• **Data excerpts**
○ ○ ○ ○ ○ ○ ○

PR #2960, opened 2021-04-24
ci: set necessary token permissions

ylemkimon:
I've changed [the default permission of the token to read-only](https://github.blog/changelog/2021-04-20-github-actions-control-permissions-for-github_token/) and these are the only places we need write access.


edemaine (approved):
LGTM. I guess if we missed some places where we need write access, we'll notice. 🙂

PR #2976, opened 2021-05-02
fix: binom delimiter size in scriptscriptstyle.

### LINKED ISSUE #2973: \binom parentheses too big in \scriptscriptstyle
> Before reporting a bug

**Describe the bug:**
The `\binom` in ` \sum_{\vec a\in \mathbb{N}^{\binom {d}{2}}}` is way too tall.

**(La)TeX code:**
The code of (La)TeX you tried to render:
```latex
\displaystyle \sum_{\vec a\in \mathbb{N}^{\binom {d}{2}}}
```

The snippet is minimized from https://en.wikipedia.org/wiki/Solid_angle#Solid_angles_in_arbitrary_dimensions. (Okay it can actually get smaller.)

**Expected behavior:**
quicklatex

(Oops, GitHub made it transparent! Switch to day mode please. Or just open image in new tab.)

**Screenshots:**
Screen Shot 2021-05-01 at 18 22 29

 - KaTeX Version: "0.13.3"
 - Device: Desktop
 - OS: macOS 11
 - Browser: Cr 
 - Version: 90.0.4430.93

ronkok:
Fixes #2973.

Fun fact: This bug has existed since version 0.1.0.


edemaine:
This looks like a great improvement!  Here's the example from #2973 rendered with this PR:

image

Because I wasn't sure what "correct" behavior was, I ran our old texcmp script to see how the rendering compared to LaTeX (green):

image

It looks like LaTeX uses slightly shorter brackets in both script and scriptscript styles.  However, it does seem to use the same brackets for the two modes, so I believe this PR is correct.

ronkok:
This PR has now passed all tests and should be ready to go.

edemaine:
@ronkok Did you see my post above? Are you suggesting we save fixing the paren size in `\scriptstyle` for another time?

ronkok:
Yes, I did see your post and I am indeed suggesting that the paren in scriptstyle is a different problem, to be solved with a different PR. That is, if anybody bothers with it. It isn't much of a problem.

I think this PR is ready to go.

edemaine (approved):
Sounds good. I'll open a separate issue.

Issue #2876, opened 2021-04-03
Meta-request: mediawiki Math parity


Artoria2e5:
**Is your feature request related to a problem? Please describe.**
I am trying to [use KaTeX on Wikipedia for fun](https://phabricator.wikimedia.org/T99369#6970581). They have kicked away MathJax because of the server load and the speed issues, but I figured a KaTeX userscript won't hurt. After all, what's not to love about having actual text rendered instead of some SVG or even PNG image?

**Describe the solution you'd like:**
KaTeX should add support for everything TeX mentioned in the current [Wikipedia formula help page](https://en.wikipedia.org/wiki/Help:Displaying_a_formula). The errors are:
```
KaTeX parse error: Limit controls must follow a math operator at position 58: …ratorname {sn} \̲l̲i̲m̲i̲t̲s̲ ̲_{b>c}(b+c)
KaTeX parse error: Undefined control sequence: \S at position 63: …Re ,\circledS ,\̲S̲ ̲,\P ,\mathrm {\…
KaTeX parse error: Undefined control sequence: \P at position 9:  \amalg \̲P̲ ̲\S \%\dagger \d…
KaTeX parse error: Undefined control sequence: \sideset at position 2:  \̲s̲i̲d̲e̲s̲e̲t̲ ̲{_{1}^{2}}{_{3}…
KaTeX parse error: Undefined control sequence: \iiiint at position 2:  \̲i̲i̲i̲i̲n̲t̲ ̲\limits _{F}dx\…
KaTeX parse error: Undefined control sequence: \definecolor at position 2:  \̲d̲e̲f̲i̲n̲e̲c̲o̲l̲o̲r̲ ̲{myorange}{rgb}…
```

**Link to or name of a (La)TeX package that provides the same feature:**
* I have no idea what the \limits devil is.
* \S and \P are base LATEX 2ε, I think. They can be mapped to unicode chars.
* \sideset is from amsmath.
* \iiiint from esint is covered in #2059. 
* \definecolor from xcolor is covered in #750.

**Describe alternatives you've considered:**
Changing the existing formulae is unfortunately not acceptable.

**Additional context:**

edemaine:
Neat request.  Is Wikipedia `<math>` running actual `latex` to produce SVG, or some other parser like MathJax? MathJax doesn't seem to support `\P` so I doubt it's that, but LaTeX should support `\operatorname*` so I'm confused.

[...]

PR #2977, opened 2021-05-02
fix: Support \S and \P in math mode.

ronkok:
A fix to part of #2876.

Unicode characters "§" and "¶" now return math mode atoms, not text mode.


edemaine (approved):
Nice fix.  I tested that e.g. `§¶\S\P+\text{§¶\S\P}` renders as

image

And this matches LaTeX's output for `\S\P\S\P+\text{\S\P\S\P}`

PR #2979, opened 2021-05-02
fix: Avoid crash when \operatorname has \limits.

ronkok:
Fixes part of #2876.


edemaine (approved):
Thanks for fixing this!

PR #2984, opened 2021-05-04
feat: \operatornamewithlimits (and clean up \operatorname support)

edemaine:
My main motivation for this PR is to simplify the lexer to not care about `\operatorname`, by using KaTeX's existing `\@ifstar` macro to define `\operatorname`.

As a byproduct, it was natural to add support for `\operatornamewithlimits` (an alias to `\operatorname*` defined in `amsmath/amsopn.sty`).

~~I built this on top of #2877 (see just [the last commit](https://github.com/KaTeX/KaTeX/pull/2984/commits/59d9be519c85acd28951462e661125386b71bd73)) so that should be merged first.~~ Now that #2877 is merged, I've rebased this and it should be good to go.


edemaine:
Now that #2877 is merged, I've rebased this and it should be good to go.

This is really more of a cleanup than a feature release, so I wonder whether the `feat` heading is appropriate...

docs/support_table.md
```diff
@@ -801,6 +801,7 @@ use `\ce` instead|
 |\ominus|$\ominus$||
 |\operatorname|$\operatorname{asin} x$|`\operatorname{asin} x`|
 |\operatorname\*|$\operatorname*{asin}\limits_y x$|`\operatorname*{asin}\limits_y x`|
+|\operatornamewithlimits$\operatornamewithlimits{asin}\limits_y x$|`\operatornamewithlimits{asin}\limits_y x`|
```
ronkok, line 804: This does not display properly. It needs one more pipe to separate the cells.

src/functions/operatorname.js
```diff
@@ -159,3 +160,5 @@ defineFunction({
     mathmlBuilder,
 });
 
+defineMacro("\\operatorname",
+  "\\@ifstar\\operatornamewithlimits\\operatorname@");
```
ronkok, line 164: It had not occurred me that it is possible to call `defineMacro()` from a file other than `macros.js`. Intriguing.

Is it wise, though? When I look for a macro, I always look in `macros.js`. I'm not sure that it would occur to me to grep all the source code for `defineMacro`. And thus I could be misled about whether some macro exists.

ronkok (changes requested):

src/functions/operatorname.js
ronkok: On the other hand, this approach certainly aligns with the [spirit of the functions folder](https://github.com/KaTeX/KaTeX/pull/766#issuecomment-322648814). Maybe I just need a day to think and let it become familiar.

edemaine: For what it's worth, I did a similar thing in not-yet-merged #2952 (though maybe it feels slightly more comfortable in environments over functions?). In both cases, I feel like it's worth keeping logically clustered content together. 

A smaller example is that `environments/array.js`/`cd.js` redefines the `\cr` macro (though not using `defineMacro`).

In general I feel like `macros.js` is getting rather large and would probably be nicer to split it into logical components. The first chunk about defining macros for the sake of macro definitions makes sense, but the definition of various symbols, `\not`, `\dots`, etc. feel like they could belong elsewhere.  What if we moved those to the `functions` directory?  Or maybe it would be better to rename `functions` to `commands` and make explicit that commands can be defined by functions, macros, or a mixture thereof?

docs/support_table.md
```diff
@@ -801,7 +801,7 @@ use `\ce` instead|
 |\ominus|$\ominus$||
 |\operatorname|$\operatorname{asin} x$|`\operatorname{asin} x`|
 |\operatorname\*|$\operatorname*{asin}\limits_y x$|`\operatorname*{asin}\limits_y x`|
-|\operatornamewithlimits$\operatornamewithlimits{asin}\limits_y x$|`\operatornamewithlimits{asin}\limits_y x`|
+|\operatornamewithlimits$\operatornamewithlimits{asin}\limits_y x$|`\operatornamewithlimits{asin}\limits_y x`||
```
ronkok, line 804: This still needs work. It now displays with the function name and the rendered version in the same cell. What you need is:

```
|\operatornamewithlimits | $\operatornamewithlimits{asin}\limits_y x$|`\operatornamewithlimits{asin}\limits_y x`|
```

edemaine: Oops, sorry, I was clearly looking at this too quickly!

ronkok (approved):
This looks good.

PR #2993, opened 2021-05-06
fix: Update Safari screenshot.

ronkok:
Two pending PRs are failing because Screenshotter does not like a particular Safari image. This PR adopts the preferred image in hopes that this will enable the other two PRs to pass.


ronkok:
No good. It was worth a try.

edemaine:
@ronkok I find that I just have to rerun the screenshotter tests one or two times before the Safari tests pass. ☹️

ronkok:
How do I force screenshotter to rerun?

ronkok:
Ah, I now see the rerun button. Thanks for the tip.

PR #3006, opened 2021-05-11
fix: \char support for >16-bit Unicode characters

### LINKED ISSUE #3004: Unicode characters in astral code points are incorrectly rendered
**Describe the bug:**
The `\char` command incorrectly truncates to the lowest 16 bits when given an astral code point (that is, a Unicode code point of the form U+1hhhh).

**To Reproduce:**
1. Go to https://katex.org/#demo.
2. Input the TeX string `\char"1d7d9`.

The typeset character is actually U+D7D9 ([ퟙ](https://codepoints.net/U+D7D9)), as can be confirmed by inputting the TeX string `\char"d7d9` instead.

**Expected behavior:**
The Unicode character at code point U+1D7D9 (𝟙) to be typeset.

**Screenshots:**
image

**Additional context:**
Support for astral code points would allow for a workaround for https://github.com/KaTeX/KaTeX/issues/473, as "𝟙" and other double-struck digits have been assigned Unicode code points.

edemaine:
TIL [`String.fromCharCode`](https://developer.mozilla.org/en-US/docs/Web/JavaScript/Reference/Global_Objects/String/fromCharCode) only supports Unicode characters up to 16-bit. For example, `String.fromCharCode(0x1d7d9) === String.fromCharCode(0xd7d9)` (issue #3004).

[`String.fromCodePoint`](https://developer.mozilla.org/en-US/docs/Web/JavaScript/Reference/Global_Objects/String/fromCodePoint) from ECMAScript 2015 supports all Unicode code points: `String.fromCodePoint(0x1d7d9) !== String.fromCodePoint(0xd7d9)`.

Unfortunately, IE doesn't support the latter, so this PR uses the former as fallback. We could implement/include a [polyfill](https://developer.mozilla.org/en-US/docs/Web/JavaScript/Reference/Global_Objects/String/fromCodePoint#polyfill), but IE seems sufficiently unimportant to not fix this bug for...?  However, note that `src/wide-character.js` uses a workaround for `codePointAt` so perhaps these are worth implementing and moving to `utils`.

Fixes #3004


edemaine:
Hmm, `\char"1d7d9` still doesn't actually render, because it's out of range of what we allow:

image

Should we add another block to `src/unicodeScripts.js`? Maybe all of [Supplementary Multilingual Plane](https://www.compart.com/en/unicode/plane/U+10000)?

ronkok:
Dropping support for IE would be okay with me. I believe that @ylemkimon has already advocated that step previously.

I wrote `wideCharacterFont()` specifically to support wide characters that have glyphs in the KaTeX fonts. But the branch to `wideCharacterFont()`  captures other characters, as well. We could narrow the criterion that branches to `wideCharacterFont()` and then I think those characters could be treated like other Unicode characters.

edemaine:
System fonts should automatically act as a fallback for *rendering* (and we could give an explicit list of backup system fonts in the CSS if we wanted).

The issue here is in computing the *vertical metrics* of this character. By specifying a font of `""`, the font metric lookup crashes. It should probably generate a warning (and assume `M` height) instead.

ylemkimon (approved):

○ ○ ○ ○ ○ ○ ○

Nothing but the lines from the top of the records down to the line with "- OS: macOS 11" belongs in the answer; repeat them exactly.

• **Exercise response**
PR #2960, opened 2021-04-24
ci: set necessary token permissions

ylemkimon:
I've changed [the default permission of the token to read-only](https://github.blog/changelog/2021-04-20-github-actions-control-permissions-for-github_token/) and these are the only places we need write access.


edemaine (approved):
LGTM. I guess if we missed some places where we need write access, we'll notice. 🙂

PR #2976, opened 2021-05-02
fix: binom delimiter size in scriptscriptstyle.

### LINKED ISSUE #2973: \binom parentheses too big in \scriptscriptstyle
> Before reporting a bug

**Describe the bug:**
The `\binom` in ` \sum_{\vec a\in \mathbb{N}^{\binom {d}{2}}}` is way too tall.

**(La)TeX code:**
The code of (La)TeX you tried to render:
```latex
\displaystyle \sum_{\vec a\in \mathbb{N}^{\binom {d}{2}}}
```

The snippet is minimized from https://en.wikipedia.org/wiki/Solid_angle#Solid_angles_in_arbitrary_dimensions. (Okay it can actually get smaller.)

**Expected behavior:**
quicklatex

(Oops, GitHub made it transparent! Switch to day mode please. Or just open image in new tab.)

**Screenshots:**
Screen Shot 2021-05-01 at 18 22 29

 - KaTeX Version: "0.13.3"
 - Device: Desktop
 - OS: macOS 11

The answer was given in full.